The next ship to bear the name Warrington was commissioned USS Warrington DD-843, on 20 Dec 1945 and had a illustrious history during the Vietnam war.  Her last mission before encountering the US underwater mines was on 15 July, as she briefly pulled into port at Danang and then headed for the coast of North Vietnam to participate in Operation "Linebacker." On 16 July, she relieved Hamner (DD-718) of "Linebacker" duty and began her primary mission -- the destruction of North Vietnamese small craft and observation of communist Chinese merchant shipping. The following morning, while operating in company with Hull (DD-945) and Robinson (DDG-12), Warrington came under the rapid and heavy fire of enemy shore batteries; but she took prompt evasive action and avoided damage.

 

That same afternoon, however, luck abandoned her. At 1316, two underwater explosions close aboard her port side rocked the destroyer. She suffered severe damage in her after fire room, after engine room, and in the main control room. Her crew rose to the occasion, and their efforts enabled her to retire from the area at 10 knots. Later, the damage forced her to shut down her propulsion plant and ask Robinson for a tow. Through the night of 17 and 18 July, her crew struggled against flooding caused by ruptured fuel oil and fresh water tanks, but she remained afloat the next morning when Robinson turned her over to Reclaimer (ARS-42) for the first leg of the trip to Subic Bay. Tawakoni (ATF-114) took over from Reclaimer on the 20th and towed Warrington safely into Subic Bay on the 24th. Throughout the six-day voyage, Warrington's ship's company worked magnificently to keep their ship afloat.

 

For a month after her arrival, Warrington received the special attention of the ship repair facility at Subic Bay to improve her habitability and insure watertight integrity.

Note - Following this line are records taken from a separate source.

PR #1143, opened 2022-11-22
Update contributing guide and corresponding rules

adamaltman:
## Summary

- Tune up that contributing guide.
- Enable more rules.
- Fix media type definitions for file downloads.

## Links

n/a

## Checklist

- [x] Writing style
- [x] API design standards

### DIFF
--- a/.redocly.lint-ignore.yaml
+++ b/.redocly.lint-ignore.yaml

However, at the end of August, a board of inspection and survey found her to be unfit for further naval service.

 

Accordingly, on 23 September 1972,  (the day of my 22nd birthday), 28 years to the day after  her predecessor (USS Warrington (DD-383) was stricken from the Registry of  Naval vessels,  the USS Warrington DD-843 was decommissioned at Subic Bay and her name was once again  stricken from the Registry of  Naval vessels. On 24 April 1973, she was sold to the Taiwan Navy for cannibalization and scrapping.  

Life does in fact go full circle. So was the fate of the USS Warrington (DD-843).

 

To the brave crew off the USS Warrington (DD-843) I extend a hardy “Hoozah!  May the memory of your gallant history remain in the hearts and minds of all that knew you.